▶ **Task objective**:
Write the records out once more, exactly as they are given.

Saved entries:
____

PR #112, opened 2020-10-09
[#175168739] Common utilities for mailing

balanza:
Collect mail utilities and groups them under a unique submodule of `io-functons-commons`. The idea is to have a single, shared entrypoint applications can call and setup by just pour their configuration in it.

The PR is in draft as I'd like to make some integration tests.

### Design
Everything regarding email is now under the `/mailer` folder. There are no outbound dependency references, so the folder may be even moved in a module on its own.
The folder has a `index.ts` entrypoint which is ideally the only file users want to refer. Inner references worth to the user are proxied by the index module itself.
Every reference to `nodemailer` has been confined into the `mailer/transports` file.
Mailer's env configuration decoder is exposed and user applications may want to extend their config with that.

### Usage
```ts
import { sendMail, getMailerTransporter, MailerConfig } from "io-functions-commons/dist/mailer";

// config is expected to be decoded already
const config = MailerConfig.decode(process.env).getOrElseL(_=> throw);
// create a transporter
const transporter = getMailerTransporter(config);
// use sendMail util to wrap the request into a TaskEither
sendMail(transporter, { from, to, subject /* etc etc */ }).run();
```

____

▶ **Worked solution**:
PR #112, opened 2020-10-09
[#175168739] Common utilities for mailing

balanza:
Collect mail utilities and groups them under a unique submodule of `io-functons-commons`. The idea is to have a single, shared entrypoint applications can call and setup by just pour their configuration in it.

The PR is in draft as I'd like to make some integration tests.

### Design
Everything regarding email is now under the `/mailer` folder. There are no outbound dependency references, so the folder may be even moved in a module on its own.
The folder has a `index.ts` entrypoint which is ideally the only file users want to refer. Inner references worth to the user are proxied by the index module itself.
Every reference to `nodemailer` has been confined into the `mailer/transports` file.
Mailer's env configuration decoder is exposed and user applications may want to extend their config with that.

### Usage
```ts
import { sendMail, getMailerTransporter, MailerConfig } from "io-functions-commons/dist/mailer";

// config is expected to be decoded already
const config = MailerConfig.decode(process.env).getOrElseL(_=> throw);
// create a transporter
const transporter = getMailerTransporter(config);
// use sendMail util to wrap the request into a TaskEither
sendMail(transporter, { from, to, subject /* etc etc */ }).run();
```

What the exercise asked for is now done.